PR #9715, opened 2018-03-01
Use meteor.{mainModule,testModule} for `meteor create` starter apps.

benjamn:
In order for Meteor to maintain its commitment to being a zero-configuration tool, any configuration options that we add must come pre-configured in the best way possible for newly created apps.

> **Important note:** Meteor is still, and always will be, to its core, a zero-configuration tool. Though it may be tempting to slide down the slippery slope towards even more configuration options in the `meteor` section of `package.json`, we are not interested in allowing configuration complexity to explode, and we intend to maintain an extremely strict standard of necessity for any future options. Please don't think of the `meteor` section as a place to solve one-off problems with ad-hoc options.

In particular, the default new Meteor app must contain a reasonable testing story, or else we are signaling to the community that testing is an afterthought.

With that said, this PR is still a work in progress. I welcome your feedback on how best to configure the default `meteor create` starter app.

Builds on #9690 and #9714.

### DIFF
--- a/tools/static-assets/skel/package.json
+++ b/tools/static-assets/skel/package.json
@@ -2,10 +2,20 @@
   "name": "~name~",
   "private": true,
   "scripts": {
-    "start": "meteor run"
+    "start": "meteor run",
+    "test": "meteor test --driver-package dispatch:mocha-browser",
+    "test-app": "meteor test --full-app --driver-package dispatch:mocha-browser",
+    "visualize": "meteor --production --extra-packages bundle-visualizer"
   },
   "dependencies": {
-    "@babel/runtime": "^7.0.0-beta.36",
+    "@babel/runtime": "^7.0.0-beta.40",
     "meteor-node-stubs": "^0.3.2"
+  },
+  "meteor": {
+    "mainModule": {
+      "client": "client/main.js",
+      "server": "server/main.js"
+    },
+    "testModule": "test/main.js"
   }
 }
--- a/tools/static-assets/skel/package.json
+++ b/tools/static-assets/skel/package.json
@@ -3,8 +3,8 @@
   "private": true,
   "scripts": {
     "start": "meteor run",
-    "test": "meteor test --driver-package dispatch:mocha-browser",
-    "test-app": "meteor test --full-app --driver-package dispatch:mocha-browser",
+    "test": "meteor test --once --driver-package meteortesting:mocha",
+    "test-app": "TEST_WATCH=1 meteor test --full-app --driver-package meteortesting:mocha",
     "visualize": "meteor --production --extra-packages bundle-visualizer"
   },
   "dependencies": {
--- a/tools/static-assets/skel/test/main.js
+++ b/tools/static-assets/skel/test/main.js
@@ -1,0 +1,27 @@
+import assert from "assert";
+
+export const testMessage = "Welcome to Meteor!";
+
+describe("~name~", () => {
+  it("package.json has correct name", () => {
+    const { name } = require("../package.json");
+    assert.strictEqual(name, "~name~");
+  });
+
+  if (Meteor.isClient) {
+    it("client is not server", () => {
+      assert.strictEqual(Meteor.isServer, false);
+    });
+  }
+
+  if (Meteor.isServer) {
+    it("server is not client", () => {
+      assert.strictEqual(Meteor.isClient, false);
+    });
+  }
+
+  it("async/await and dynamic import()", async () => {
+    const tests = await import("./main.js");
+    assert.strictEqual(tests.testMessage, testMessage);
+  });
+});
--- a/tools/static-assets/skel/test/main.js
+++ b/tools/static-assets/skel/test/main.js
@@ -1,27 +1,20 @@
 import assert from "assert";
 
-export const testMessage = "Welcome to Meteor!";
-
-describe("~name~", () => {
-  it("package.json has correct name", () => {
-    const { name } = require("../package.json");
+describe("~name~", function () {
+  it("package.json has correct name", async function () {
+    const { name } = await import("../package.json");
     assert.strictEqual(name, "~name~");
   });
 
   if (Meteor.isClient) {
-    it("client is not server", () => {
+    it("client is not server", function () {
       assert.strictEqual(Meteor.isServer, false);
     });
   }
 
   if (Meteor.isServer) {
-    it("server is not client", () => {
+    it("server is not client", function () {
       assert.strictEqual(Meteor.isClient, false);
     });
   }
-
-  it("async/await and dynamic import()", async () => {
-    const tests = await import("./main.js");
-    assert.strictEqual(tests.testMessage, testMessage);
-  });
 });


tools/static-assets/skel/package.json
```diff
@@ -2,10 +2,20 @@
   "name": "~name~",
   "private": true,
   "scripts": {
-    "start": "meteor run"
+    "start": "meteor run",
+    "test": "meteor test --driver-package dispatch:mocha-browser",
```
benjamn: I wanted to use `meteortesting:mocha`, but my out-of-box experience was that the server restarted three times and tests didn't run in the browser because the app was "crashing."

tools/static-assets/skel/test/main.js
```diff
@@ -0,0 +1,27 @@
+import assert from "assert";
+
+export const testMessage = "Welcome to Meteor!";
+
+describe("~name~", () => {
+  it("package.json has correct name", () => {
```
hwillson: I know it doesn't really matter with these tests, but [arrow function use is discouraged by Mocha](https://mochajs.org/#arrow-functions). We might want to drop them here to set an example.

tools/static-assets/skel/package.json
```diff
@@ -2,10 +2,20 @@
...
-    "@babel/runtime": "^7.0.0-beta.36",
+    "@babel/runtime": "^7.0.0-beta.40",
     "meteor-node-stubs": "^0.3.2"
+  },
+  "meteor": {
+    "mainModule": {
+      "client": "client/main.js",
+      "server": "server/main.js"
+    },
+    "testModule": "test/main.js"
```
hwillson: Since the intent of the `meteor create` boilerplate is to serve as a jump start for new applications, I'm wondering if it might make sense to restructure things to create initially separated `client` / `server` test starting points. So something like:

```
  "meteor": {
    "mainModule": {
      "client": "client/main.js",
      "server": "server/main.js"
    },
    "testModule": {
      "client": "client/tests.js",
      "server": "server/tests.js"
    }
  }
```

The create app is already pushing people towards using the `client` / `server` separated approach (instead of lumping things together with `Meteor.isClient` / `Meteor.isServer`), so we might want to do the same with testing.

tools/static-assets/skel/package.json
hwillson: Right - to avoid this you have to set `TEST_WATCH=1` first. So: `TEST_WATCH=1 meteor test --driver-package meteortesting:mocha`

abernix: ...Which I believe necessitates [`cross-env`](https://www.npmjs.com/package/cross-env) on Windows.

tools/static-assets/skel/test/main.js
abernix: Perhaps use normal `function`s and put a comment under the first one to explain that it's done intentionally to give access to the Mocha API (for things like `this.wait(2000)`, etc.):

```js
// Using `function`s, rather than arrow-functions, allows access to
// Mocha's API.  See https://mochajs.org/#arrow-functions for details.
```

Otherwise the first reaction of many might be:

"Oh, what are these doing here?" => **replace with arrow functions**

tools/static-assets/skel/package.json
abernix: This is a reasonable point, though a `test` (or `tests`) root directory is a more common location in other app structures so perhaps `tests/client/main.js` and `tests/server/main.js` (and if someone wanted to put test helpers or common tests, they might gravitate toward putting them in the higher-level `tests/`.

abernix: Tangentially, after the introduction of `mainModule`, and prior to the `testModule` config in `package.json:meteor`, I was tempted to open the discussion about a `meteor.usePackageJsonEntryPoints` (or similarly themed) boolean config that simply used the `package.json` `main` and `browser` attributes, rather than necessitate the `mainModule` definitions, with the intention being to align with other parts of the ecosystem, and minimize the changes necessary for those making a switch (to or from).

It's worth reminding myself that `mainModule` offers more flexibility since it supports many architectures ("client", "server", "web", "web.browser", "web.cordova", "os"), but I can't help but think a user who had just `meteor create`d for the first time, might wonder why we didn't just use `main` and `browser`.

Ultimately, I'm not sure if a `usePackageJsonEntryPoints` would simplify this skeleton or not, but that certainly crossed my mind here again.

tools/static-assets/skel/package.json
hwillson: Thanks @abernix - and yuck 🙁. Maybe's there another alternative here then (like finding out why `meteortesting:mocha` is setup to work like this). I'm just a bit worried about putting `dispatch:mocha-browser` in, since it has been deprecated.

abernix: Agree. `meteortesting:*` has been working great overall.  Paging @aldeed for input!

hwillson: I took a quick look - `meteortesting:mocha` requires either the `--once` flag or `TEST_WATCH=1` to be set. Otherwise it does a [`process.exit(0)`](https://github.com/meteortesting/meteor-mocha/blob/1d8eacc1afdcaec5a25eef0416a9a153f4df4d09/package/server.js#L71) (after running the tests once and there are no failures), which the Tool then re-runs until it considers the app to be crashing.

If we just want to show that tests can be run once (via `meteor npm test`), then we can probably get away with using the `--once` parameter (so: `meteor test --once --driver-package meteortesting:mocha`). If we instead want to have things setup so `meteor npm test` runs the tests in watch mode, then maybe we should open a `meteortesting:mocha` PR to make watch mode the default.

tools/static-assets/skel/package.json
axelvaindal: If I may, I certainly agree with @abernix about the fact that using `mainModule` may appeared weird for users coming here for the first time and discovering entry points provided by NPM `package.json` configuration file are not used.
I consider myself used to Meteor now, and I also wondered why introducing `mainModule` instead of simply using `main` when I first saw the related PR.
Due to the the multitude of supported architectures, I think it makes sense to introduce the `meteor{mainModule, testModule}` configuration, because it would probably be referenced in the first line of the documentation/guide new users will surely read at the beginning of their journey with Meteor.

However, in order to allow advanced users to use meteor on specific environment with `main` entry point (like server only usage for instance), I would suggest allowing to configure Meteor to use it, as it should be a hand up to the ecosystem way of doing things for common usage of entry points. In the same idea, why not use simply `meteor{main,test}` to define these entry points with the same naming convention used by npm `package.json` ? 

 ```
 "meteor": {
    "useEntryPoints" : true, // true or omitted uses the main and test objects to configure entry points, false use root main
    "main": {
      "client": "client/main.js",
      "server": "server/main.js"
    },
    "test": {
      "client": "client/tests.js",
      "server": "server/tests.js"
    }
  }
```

+ + + + + + +

ASSIGNMENT: Reproduce nothing but the lines from the line containing "However, in order" to the last line of the data, each exactly as written.

RESPONSE AREA:
However, in order to allow advanced users to use meteor on specific environment with `main` entry point (like server only usage for instance), I would suggest allowing to configure Meteor to use it, as it should be a hand up to the ecosystem way of doing things for common usage of entry points. In the same idea, why not use simply `meteor{main,test}` to define these entry points with the same naming convention used by npm `package.json` ? 

 ```
 "meteor": {
    "useEntryPoints" : true, // true or omitted uses the main and test objects to configure entry points, false use root main
    "main": {
      "client": "client/main.js",
      "server": "server/main.js"
    },
    "test": {
      "client": "client/tests.js",
      "server": "server/tests.js"
    }
  }
```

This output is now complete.